The LimaCharlie Detection & Response (D&R) engine processes events in real-time with very low latency. You can expect D&R rule evaluation to complete in under 100ms in typical conditions.

There is no long-term backlog queue — events are processed in real-time as they arrive. If a sensor generates data at an unsustainable rate (thousands of events per second over an extended period), the platform will eventually emit a queue drop event rather than silently falling behind.

Output Latency

Some outputs are delivered in batches (e.g., Amazon S3, SFTP, Google Cloud Storage), where you can configure the maximum batch size and time window. Live outputs such as Syslog deliver data immediately.

Understanding routing.latency

Detections include a routing.latency field, which is the delta between routing.event_time and gen_time (detection creation time), expressed in milliseconds. This value represents the total end-to-end time from when the event originally occurred to when LimaCharlie created the detection — it is not a measure of D&R engine processing time.

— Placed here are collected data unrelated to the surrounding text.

PR #2001, opened 2026-07-13
Stabilize producer budget recovery

thomhurst:
Closes #1989

## Summary

- floor loaded budgets on a serving-RTT EWMA instead of base RTT alone
- retain loaded delivery-rate peaks with a 60-second half-life, while clearing the retained floor after true application idle
- cap capacity-probe cadence at one second, evaluate three-RTT averages, and use stronger headroom when RTT-floor-bound
- retain one BDP during minimum-RTT probes instead of emptying the pipe
- rate-limit budget decay to 10%/second while new admission blocks show active gate pressure

Dense-affinity connection widening is intentionally excluded: each partition is deterministically assigned to one connection and width is capped by known partitions, so extra lanes would be idle or risk ordering changes. Recovery stays in the budget controller.

#1997 changes the same controller's latency-governor policy. This PR keeps that independent scope separate and may require a mechanical rebase after #1997 lands.

## Validation

- net10 unit suite: 5,367 passed
- net8 unit suite: 5,269 passed; one unrelated 30-second scheduling timeout passed alone in 302 ms
- focused budget suite: 52 passed
- BenchmarkDotNet: 10.29 ns acknowledgement, 13.00 ns acknowledgement pass, zero allocations

PR #1997, opened 2026-07-13
perf(producer): make latency target a cap

thomhurst:
## Summary
- make latency-budget growth one-sided and require observed admission pressure
- control seal-to-send queue latency instead of broker RTT, using rate/RTT-derived floors
- cap wave-coalesce quiet/max waits to 5%/10% of the delivery-latency target
- cover controller, floor, coalescing, and diagnostic behavior; update hot-path benchmark inputs

## Test plan
- [x] `dotnet build tests/Dekaf.Tests.Unit --configuration Release`
- [x] `tests/Dekaf.Tests.Unit/bin/Release/net10.0/Dekaf.Tests.Unit.exe` (5,362 passed)
- [x] `dotnet build tests/Dekaf.Tests.Integration --configuration Release`
- [x] `tests/Dekaf.Tests.Integration/bin/Release/net10.0/Dekaf.Tests.Integration.exe --treenode-filter /*/*/ProducerTests/*` (27 passed)
- [x] `dotnet run --project tools/Dekaf.Benchmarks --configuration Release -- --filter *BrokerUnackedByteBudgetBenchmarks*` (9.39 ns ack, 10.65 ns/pass, zero allocations)

Closes #1988

PR #2002, opened 2026-07-13
perf(producer): eliminate transactional continuation dispatch

### LINKED ISSUE #1993: P2 perf: transactional CPU/msg 1.44x Confluent (382 vs 266us) after #1979 — per-request overhead dominates at 1 msg/request
## Evidence (stress run [29237954294](https://github.com/thomhurst/Dekaf/actions/runs/29237954294), commit 98ffdc6a)

Producer Transactional EOS, 3 brokers, paired:

| Client | msg/s | CPU μs/msg | Cores used |
|---|---|---|---|
| Dekaf | 411 (3.22x ✅) | **382.26** | 0.21 |
| Confluent | 127 | 265.92 | 0.05 |

Throughput lead improved (2.4x → 3.2x, trend "improvement") and CPU/msg improved vs own baseline (400 → 382), but the ratio vs Confluent regressed from 1.32x (#1968, closed by #1979) to 1.44x. Dekaf burns 4x the cores for 3.2x the throughput — per-message CPU is the last dimension where Confluent wins this scenario.

Delivery diagnostics show the shape: 547 req/s at **1 msg/request** (coalesce width 1 across all 492,900 requests) — the txn scenario commits per message, so all per-request and per-txn-cycle overhead lands on each message.

## Where to look

Remaining candidates from the #1914/#1968 audits plus the 07-13 additions:
1. Per-acked-request `OnAcked` budget recompute (see #1990 item 2) — at 1 msg/req this is per-message.
2. Per-txn-cycle: EndTxn/AddPartitionsToTxn round-trips and scheduler transitions (#1921 KIP-890 implicit enrollment, #1922-#1925 filed earlier — verify which landed).
3. Wave-coalesce spin (#1990 item 1) — the txn send loop enters it per wave at width 1.

## Fix plan

1. Land #1990's per-pass budget recompute (direct win at 1 msg/req).
2. Adopt KIP-890 implicit partition enrollment on TV2 brokers (#1921) to drop the AddPartitionsToTxn round-trip per cycle.
3. Profile a 15s transactional stress slice with dotnet-trace and rank remaining per-cycle costs (commit path scheduler hops, per-message async state).

Validation gate: paired txn stress with CPU/msg ratio ≤ 1.0x Confluent while keeping ≥3x throughput.

Prior art: #1914, #1968 (closed by #1979), #1921-#1925.

thomhurst:
## Summary
- resume sequential transactional `ProduceAsync` continuations inline on the broker sender thread
- restore pooled completion sources to asynchronous continuation mode before reuse
- cover inline completion, pooled reuse, and sequential producer reentrancy
- add a focused continuation scheduling benchmark

## Performance
- paired 3-broker transactional stress: 842.93 us/msg Dekaf vs 889.42 us/msg Confluent (0.95x)
- median throughput: 63 vs 20 msg/s (3.18x)
- microbenchmark: 915.5 ns async vs 102.3 ns inline (0.11x), both 128 B
- transactional verification: zero loss, duplicates, aborted leaks, or unexpected records

## Validation
- `dotnet run --project tests/Dekaf.Tests.Unit -c Release -f net10.0 --no-build` (5,362 passed)
- `TransactionTests` integration filter (5 passed)
- `TransactionV2Tests` integration filter (3 passed)
- paired 1-minute `producer-transactional`, all clients, 3 brokers

Closes #1993

### DIFF
--- a/src/Dekaf/Diagnostics/DekafMetrics.cs
+++ b/src/Dekaf/Diagnostics/DekafMetrics.cs
@@ -40,6 +40,12 @@ internal static class DekafMetrics
             unit: "{retry}",
             description: "Number of produce retries.");
 
+    internal static readonly Counter<long> InlineContinuationExceptions =
+        DekafDiagnostics.Meter.CreateCounter<long>(
+            "dekaf.producer.inline_continuation.exceptions",
+            unit: "{exception}",
+            description: "Exceptions isolated from inline transactional produce continuations.");
+
     // Consumer metrics
     internal static readonly Counter<long> MessagesReceived =
         DekafDiagnostics.Meter.CreateCounter<long>(
--- a/src/Dekaf/Producer/IKafkaProducer.cs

The routing.event_time is the timestamp of the original event as reported by the source. This means routing.latency includes all delays that occur before the event reaches LimaCharlie, such as:

  • Time spent in third-party pipelines (e.g., Microsoft O365, AWS CloudTrail)
  • Time between when an OS records an event internally and when it becomes available to the sensor (e.g., macOS Unified Logs, Windows Event Logs)
  • Network transit time from the sensor to the LimaCharlie cloud

Common Causes of High routing.latency

External Data Sources (USP/Adapters)

When ingesting data from external platforms via adapters, the source platform controls when events become available. For example, Microsoft 365 events can be delayed anywhere from minutes to several hours in Microsoft's own pipeline before LimaCharlie can pull them. LimaCharlie has no control over these upstream delays.

Sensor Sleep/Wake Cycles

If a laptop goes to sleep and wakes up hours later, events generated before sleep are transmitted only after the sensor reconnects. An event from 12 hours ago that arrives after wake-up will show a routing.latency of 12+ hours, even though the D&R engine processed it instantly upon receipt.

Network Interruptions

If a sensor loses internet connectivity, it buffers events locally and transmits them when the connection is restored. This can produce a burst of events with high routing.latency values.

OS-Level Delays

Operating systems do not always emit internal events immediately. macOS and Windows may delay writing certain events to their respective log systems (Unified Logs, Event Logs), which means the sensor cannot transmit them until they are available.

How to Diagnose Latency

To assess whether the LimaCharlie processing pipeline is healthy, look at the minimum routing.latency value for a given sensor rather than the maximum or average. Because events from a sensor are processed first-in-first-out in real-time, if you see some events processed in a few hundred milliseconds, the pipeline is working correctly. High latency on specific events alongside low latency on others indicates the delays are on the source side, not in the LimaCharlie pipeline.

What Can Affect D&R Processing Time

While the D&R engine itself is sub-100ms, certain configurations can introduce additional processing time:

  • Blocking D&R actions: Rules that use wait or perform external lookups (e.g., VirusTotal queries) block processing while waiting for a response. Heavy use of these across many rules can introduce back-pressure.
  • Blocking outputs: Single-event webhook outputs that receive high volumes can create back-pressure if the destination is slow to respond.

In practice, these factors typically add milliseconds to seconds, not minutes or hours.

Architecture

LimaCharlie's infrastructure is multi-tenant. There is no per-organization queue — events are processed across hundreds of services where each sensor's events are handled independently. This means latency issues in one organization do not affect others.